Egos like to create binaries.

Binaries make an attempt to simplify things. They help us make sense of our world, they help us feel safe and in control.  They give us a sense that we understand what we are seeing and have things figured out.

Binaries are problematic.

Nothing is a simple as it seems.  We love black and white but the world is full of grey.  We aren’t in control and we don’t have it all figured out. 

Good vs. Evil

Right vs. Wrong

Do we even know the difference?  Are we sure? 

Pro life vs. pro choice.

Death is bound up in life.

A person is born , life springs forth and that person lives a life full of horrible pain, suffering and torment. A hell on earth. 

Life is bound up in death.

A woman ends a pregnancy and grieves.  But, in this act she has unknowingly prevented the life of someone who would have grown up to endure great suffering or to inflict great suffering.   She has prevented a hell on earth. 

Decades ago, in my fundamentalist days, I used to say I was pro-life which meant I was against capital punishment, war and abortion.

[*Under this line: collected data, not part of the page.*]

Issue #563, opened 2022-04-11
multi_cached not preserving original keys when calling the underlying function


haizhou:
@jkgenser and I were testing `multi_cached` in our project, and found that transformed keys are being passed into the underlying function call after `key_builder` is called.

Dreamsorcerer:
Needs a test/reproducer.

pshafer-als:
I don't want to disrupt PR #564, so I'm moving this bit of discussion here instead.

> If I'm understanding correctly, you're suggesting in interpretation 2, that a function can return keys which don't match the input? Like:
>
> ```
> def foo(keys=(1, 2)):
>    return {"a": "foo", "b": "bar"}
> ```

Well, that's an extreme example, but I suppose "legal" under[ Interpretation 2](https://github.com/aio-libs/aiocache/pull/564#issuecomment-1380574858). :) 

I was expecting something more like this...

```
def sales(mail_codes=(10101, 90210)):
    return {"sales_10101": 546_295, "sales_90210": 133_420}

def financials(year=(2021, 2022, 2023), stats=("revenue", "expenses")):
    return {"2021.revenue": 245_364, "2021.expenses": 546_295, "2022.revenue": 1_216_892, "2022.expenses": 748_398, "2023.revenue": 83_294, "2023.expenses": 56_492}
```

I agree that these functions should know nothing about the cache.

My interpretation was that:
1. `key_builder(key, func, *args, **kwargs)` in `@multicached(..., key_builder=...)` converts the input keys from the decorated function into the keys that are returned by that function.
2. The cache used by `multicached` calls its `build_key(key, namespace)` member to optionally add a namespace to the keys returned by the decorated function to avoid a key naming clash.

---
On subsequent review, I'm realizing why this is confusing.

In decorator, before _**reading**_ from the cache, the cache keys are built by `get_cache_keys()`, which calls `key_builder()` on the keys referenced by `keys_from_attr`.  The keys returned by the decorated function are not used here.

https://github.com/aio-libs/aiocache/blob/5007dc25278877a47b94a4dbe43a4afec27951ac/aiocache/decorators.py#L377-L380

When `set_in_cache()` _**writes**_ to the cache, it calls `key_builder()` on the keys returned by the decorated function. `keys_from_attr` and `get_cache_keys()` are not used here.

https://github.com/aio-libs/aiocache/blob/79c3f7008a919b33e7aa63eab85a7d99c65a3040/aiocache/decorators.py#L355-L360

[...]

PR #564, opened 2022-04-11
FIX: preserve original keys after key_builder transformation

haizhou:
## What do these changes do?

Preserve original keys with the underlying function call after `key_builder` transformation takes place in `multi_cached`

There shouldn't be if the intention is to allow differently formatted cache keys than the original keys passed in.

## Related issue number

https://github.com/aio-libs/aiocache/issues/563

## Checklist


Dreamsorcerer:
Looks right to me, but can you add a test to demonstrate the problem (and merge master).

Sorry for the delay.

aiocache/decorators.py
```diff
@@ -310,19 +309,19 @@ async def decorator(
...
-                    missing_keys.append(key)
+                    missing_keys.append(orig_key)
                 else:
-                    partial[key] = value
+                    partial[orig_key] = value
             if values and None not in values:
                 return partial
         else:
-            missing_keys = list(keys)
+            missing_keys = list(orig_keys)
```
pshafer-als, line 324: I think you're right that the keys from `keys_from_attr` should get stored in `missing keys`, because those get passed to the callable.

aiocache/decorators.py
```diff
@@ -310,19 +309,19 @@ async def decorator(
...
-            values = await self.get_from_cache(*keys)
-            for key, value in zip(keys, values):
+            values = await self.get_from_cache(*cache_keys)
+            for orig_key, value in zip(orig_keys, values):
                 if value is None:
-                    missing_keys.append(key)
+                    missing_keys.append(orig_key)
                 else:
-                    partial[key] = value
+                    partial[orig_key] = value
```
pshafer-als, line 320: No, I think that `partial` should use the mapped keys returned by `key_builder`. These keys need to match the keys in the returned data, not the keys passed into the callable.

aiocache/decorators.py
```diff
@@ -310,19 +309,19 @@ async def decorator(
...
+        orig_keys, cache_keys, new_args, args_index = self.get_cache_keys(f, args, kwargs)
 
         if cache_read:
-            values = await self.get_from_cache(*keys)
-            for key, value in zip(keys, values):
+            values = await self.get_from_cache(*cache_keys)
+            for orig_key, value in zip(orig_keys, values):
                 if value is None:
-                    missing_keys.append(key)
+                    missing_keys.append(orig_key)
```
pshafer-als, line 318: Agreed.  See the comment below regarding `missing_keys`.

aiocache/decorators.py
```diff
@@ -310,19 +309,19 @@ async def decorator(
     ):
         missing_keys = []
         partial = {}
-        keys, new_args, args_index = self.get_cache_keys(f, args, kwargs)
+        orig_keys, cache_keys, new_args, args_index = self.get_cache_keys(f, args, kwargs)
```
pshafer-als, line 312: Consider naming these as `in_keys` and `out_keys` for clarity.  Respectively they are the keys that are passed in to the callable, and the keys that are returned by the callable (`out_keys` are also the translated keys returned by `key_builder`).

If these `in_keys` are only used internally, then it might make sense to leave `get_cached_keys()` unmodified (i.e., revert it).  Then instead `in_keys` could be generated here from `_get_args_dict()`. `get_cache_keys()` is a public member function.

aiocache/decorators.py
pshafer-als: > No, I think that `partial` should use the mapped keys returned by `key_builder`. These keys need to match the keys in the returned data, not the keys passed into the callable.

This is under the assumption of [Interpretation 2](https://github.com/aio-libs/aiocache/pull/564#issuecomment-1380574858).

aiocache/decorators.py
pshafer-als: > Consider naming these as `in_keys` and `out_keys` for clarity. Respectively they are the keys that are passed in to the callable, and the keys that are returned by the callable (`out_keys` are also the translated keys returned by `key_builder`).

This is under the assumption of [Interpretation 2](https://github.com/aio-libs/aiocache/pull/564#issuecomment-1380574858).

haizhou:
Agree with @pshafer-als on need for clarification about intended use case for `key_builder` in `multi_cached`. I added an example, but as of the latest release, it is raising a KeyError on https://github.com/aio-libs/aiocache/blob/0.11.1/aiocache/decorators.py#L366 because the key returned from the result has the already transformed key by `key_builder` but is passed through again

Dreamsorcerer:
> Hmmm, there still seems to be some ambiguity regarding the dict keys that are returned by the decorated function and the role of `key_builder` in `multi_cached`. I see two interpretations. Can someone help to clarify the intended usage (or the prominent use case)?

If I'm understanding correctly, you're suggesting in interpretation 2, that a function can return keys which don't match the input? Like:
```
def foo(keys=(1, 2)):
    return {"a": "foo", "b": "bar"}
```

That's not my understanding of the documentation.

> By default, the callable’s name and call signature are not incorporated into the cache key, so if there is another cached function returning a dict with same keys, those keys will be overwritten. To avoid this, use a specific namespace in each cache decorator or pass a key_builder.

So, the primary purpose is to avoid cache key collisions with other functions. Not so sure why you'd use it over namespace though...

But now I realize I'm also pro-death which means that many, many times there are worse things, more evil things than death.

If a person’s life here on earth is hell, I'm against that hell.  Whatever it means to bring heaven  to even one person, for even a moment,  I'm for that.  

For me there are no easy binaries. That's why we must exist in a place of grace rather than law.

Everything is permissible but not everything is beneficial.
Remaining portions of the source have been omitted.